(WHAT NEEDS TO BE DONE): Type out the listing again, exactly, with every line included.

(AVAILABLE RECORDS):
▬▬▬▬▬▬▬▬▬▬

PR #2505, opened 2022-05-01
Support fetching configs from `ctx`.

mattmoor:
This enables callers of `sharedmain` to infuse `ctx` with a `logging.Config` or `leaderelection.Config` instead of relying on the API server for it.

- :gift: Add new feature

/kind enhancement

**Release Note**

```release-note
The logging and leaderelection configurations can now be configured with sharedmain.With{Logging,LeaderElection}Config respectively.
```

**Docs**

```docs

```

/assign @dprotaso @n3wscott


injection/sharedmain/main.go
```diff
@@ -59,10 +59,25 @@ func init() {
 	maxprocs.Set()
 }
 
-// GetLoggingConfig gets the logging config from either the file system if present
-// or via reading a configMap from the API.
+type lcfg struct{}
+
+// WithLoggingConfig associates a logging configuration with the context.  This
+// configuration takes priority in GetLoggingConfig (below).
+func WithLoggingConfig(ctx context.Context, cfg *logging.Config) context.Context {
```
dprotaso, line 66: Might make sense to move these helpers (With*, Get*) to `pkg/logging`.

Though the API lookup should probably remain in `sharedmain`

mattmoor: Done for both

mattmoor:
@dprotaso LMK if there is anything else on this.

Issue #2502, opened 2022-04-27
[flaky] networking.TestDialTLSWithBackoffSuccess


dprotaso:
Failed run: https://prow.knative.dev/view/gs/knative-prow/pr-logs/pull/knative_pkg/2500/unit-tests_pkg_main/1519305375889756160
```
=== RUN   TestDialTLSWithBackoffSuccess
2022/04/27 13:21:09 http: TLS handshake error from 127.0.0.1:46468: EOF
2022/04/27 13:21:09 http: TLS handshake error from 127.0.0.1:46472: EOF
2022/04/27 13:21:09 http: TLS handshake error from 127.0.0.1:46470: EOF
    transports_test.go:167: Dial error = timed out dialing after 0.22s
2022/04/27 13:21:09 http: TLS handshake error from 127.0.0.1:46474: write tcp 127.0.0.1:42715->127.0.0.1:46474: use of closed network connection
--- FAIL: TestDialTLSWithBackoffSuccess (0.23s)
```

▬▬▬▬▬▬▬▬▬▬

(ANSWER TO THIS PROBLEM):
PR #2505, opened 2022-05-01
Support fetching configs from `ctx`.

mattmoor:
This enables callers of `sharedmain` to infuse `ctx` with a `logging.Config` or `leaderelection.Config` instead of relying on the API server for it.

- :gift: Add new feature

/kind enhancement

**Release Note**

```release-note
The logging and leaderelection configurations can now be configured with sharedmain.With{Logging,LeaderElection}Config respectively.
```

**Docs**

```docs

```

/assign @dprotaso @n3wscott


injection/sharedmain/main.go
```diff
@@ -59,10 +59,25 @@ func init() {
 	maxprocs.Set()
 }
 
-// GetLoggingConfig gets the logging config from either the file system if present
-// or via reading a configMap from the API.
+type lcfg struct{}
+
+// WithLoggingConfig associates a logging configuration with the context.  This
+// configuration takes priority in GetLoggingConfig (below).
+func WithLoggingConfig(ctx context.Context, cfg *logging.Config) context.Context {
```
dprotaso, line 66: Might make sense to move these helpers (With*, Get*) to `pkg/logging`.

Though the API lookup should probably remain in `sharedmain`

mattmoor: Done for both

mattmoor:
@dprotaso LMK if there is anything else on this.

Issue #2502, opened 2022-04-27
[flaky] networking.TestDialTLSWithBackoffSuccess


dprotaso:
Failed run: https://prow.knative.dev/view/gs/knative-prow/pr-logs/pull/knative_pkg/2500/unit-tests_pkg_main/1519305375889756160
```
=== RUN   TestDialTLSWithBackoffSuccess
2022/04/27 13:21:09 http: TLS handshake error from 127.0.0.1:46468: EOF
2022/04/27 13:21:09 http: TLS handshake error from 127.0.0.1:46472: EOF
2022/04/27 13:21:09 http: TLS handshake error from 127.0.0.1:46470: EOF
    transports_test.go:167: Dial error = timed out dialing after 0.22s
2022/04/27 13:21:09 http: TLS handshake error from 127.0.0.1:46474: write tcp 127.0.0.1:42715->127.0.0.1:46474: use of closed network connection
--- FAIL: TestDialTLSWithBackoffSuccess (0.23s)
```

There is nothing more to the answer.